*Task item:* Among the entries below, which lines include the string "used"? Show each one.

*Working data:*
PR #4815, opened 2024-12-02
[#4800] Add visibility to check & save activities

### LINKED ISSUE #4800: Add visibility options to check & save activities
Right now all checks and saves from these activities are visible to all users, but there are some features that call for checks and saves from the creature activating them, rather than requesting from others. A checkbox for specific activities that controls this button visibility would be welcome, similar to the one that exists already on the Utility activity.

arbron:
Adds a "Visible to All" option to `CheckActivity` & `SaveActivity` to match the option currently on `UtilityActivity`. This allows checks and save that are only visible to the person activing the item, rather than to all players.

This also modifies how the behavior fields on the identity tab of activity sheets are rendered to avoid having to replace the whole template just to add a single field.

Closes #4800

### DIFF
--- a/module/data/activity/_types.mjs
+++ b/module/data/activity/_types.mjs
@@ -83,6 +83,7 @@
  * @property {object} check.dc
  * @property {string} check.dc.calculation   Method or ability used to calculate the difficulty class of the check.
  * @property {string} check.dc.formula       Custom DC formula or flat value.
+ * @property {boolean} check.visible         Should this check be displayed to all players?
  */
 
 /**
@@ -143,6 +144,7 @@
  * @property {object} save.dc
  * @property {string} save.dc.calculation           Method or ability used to calculate the difficulty class.
  * @property {string} save.dc.formula               Custom DC formula or flat value.
+ * @property {boolean} save.visible                 Should this check be displayed to all players?
  */
 
 /**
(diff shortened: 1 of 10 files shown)


module/data/activity/_types.mjs
```diff
@@ -143,6 +144,7 @@
  * @property {object} save.dc
  * @property {string} save.dc.calculation           Method or ability used to calculate the difficulty class.
  * @property {string} save.dc.formula               Custom DC formula or flat value.
+ * @property {boolean} save.visible                 Should this check be displayed to all players?
```
```suggestion
 * @property {boolean} save.visible                 Should this save be displayed to all players?
```

Fyorl (changes requested):
I guess we added the 'visibility' section some time after this PR was originally made, but should the 'visible to all' checkbox be under 'visibility' rather than 'behaviour'? I guess with the Utility activity it's still under 'behaviour'.

arbron:
> I guess we added the 'visibility' section some time after this PR was originally made, but should the 'visible to all' checkbox be under 'visibility' rather than 'behaviour'? I guess with the Utility activity it's still under 'behaviour'.

So far I've only used the "Visibility" section to represent visibility of the activity as a whole, rather than rolls or anything else produced by it. We've used behaviors to handle everything that happens post-usage.

Fyorl (approved):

*Response area:*
  * @property {string} check.dc.calculation   Method or ability used to calculate the difficulty class of the check.
  * @property {string} save.dc.calculation           Method or ability used to calculate the difficulty class.
  * @property {string} save.dc.calculation           Method or ability used to calculate the difficulty class.
So far I've only used the "Visibility" section to represent visibility of the activity as a whole, rather than rolls or anything else produced by it. We've used behaviors to handle everything that happens post-usage.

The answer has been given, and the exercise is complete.